And neither do you, believe me.

I really do think I'm going to get my eyesight checked. And I'm going to read my directions before I find myself on I-40 going in the opposite direction than the one I planned. How about you?

Your (somewhat confused, but finally found) sis,

Darcyjo

Wednesday, September 23, 2009

To-do list.

It's Wednesday, I survived my three exams in my classes yesterday, and it's time to get a few more things done. But which ones? And where do I start?

The apartment is looking a bit of a mess. I live in a studio apartment here in graduate student housing at NC State, (I'm an undergrad, but being 49 does occasionally have its good points!), and it's just a wee bit small. In one room, I have a mini kitchen, my enormous desk, a twin-size bed, a love seat and a reading chair. And there's stuff on every flat surface right now. I need to do the dishes, clean the bathroom, run a load of laundry, and clear my desk before an avalanche of books and papers slides onto the keyboard. I need to vacuum, and I need to wipe dust off the bookshelves. In other words, I need to totally clean this place before one of my classmates shows up on Friday morning to work on an assignment with me. Sigh......

Then there's the class stuff. I need to read chapters in four of my five textbooks, taking notes as I go. I need to type out an assignment to be posted on a class website, go to the library website and start researching treatment methods for borderline personality disorder, and write out flashcards for this coming week's vocabulary words in español. That's actually a shorter list than usual, but it's still going to eat up some time.
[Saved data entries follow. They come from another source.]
Issue #1555, opened 2020-06-17
Trouble with compiling MFEM with CUDA


sshiraiwa:
Hi all,
I am trying to compile MFEM with GPU, and getting an error (below).  I am doing this on TRAVERSE cluster at Princeton Univ. (https://researchcomputing.princeton.edu/systems-and-services/available-systems/traverse). 
It seems like the error is coming from somewhere around autosimd, and in fact,  workaround I found so far is to use MFEM_USE_SIMD=OFF. I have two question.

1) My hope is to test GPU on this cluster. Does MFEM_USE_SIMD=OFF impact the performance?
If so, is there other option?
2) This cluster uses Power9. Does this relate to the error?

Thank you for your help

[shiraiwa@traverse cmbuild]$ cmake .. -DCMAKE_VERBOSE_MAKEFILE=1 -DCMAKE_INSTALL_PREFIX=${HOME}/sandbox/mfem/ser -DMFEM_USE_CUDA=1
-- (optional) USER_CONFIG = /home/shiraiwa/src/mfem/config/user.cmake
-- USE_XSDK_DEFAULTS = 'OFF'
-- The CXX compiler identification is GNU 4.8.5
-- Check for working CXX compiler: /usr/bin/c++
-- Check for working CXX compiler: /usr/bin/c++ -- works
-- Detecting CXX compiler ABI info
-- Detecting CXX compiler ABI info - done
-- Detecting CXX compile features
-- Detecting CXX compile features - done
-- The CUDA compiler identification is NVIDIA 10.2.89
-- Check for working CUDA compiler: /usr/local/cuda-10.2/bin/nvcc
-- Check for working CUDA compiler: /usr/local/cuda-10.2/bin/nvcc -- works
-- Detecting CUDA compiler ABI info
-- Detecting CUDA compiler ABI info - done
-- Using CUDA architecture: sm_60
-- Looking for POSIXClocks ...
--    checking library: <standard c/c++>
-- Found POSIXClocks: TRUE  
-- MFEM: using package POSIXCLOCKS
-- MFEM build type: CMAKE_BUILD_TYPE = Release
-- MFEM version: v4.1.1
-- MFEM git string: heads/master-0-gb8ab8fce47d9081a3a7bf311b1025f64af9ce54d
-- Writing substitute header --> "mfem.hpp"
-- Writing substitute header --> "mfem-performance.hpp"
[...]

PR #1627, opened 2020-07-16
Set MFEM_USE_SIMD=NO by default

YohannDudouit:
`MFEM_USE_SIMD=YES` results in compilation errors on IBM machines (Lassen, Ray,...), I suggests that we change the default value of this option because the compilation bugs are very confusing, and I think MFEM master should compile on Lassen with its default configuration.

Add to this my work over at my church. I'm one of the people who are working as staff for our current Alpha series, and Wednesday is the day we run it. So, I need to head over there this afternoon and set up tables, get prepared for serving dinner, set up the book table, and make sure that the volunteers know what they need to know and do. There's the band rehearsal on Saturday, some cleaning of the building to get done, and some volunteer work I've signed up for in Smithfield this weekend.

Finally, and just as important as everything else, there are things that I need to do for myself. I need to take a walk so I can get some exercise and blow the cobwebs out of my brain. I need to spend some time in the scriptures and prayer every day, and a lot of days I don't get there. I need to work on my applications for grad school. I need to cook some healthy food and get it in the freezer for those many nights when I'm exhausted and don't want to cook. And I need to spend time with my friends before I start turning into a hermit that just comes out of my hole to work!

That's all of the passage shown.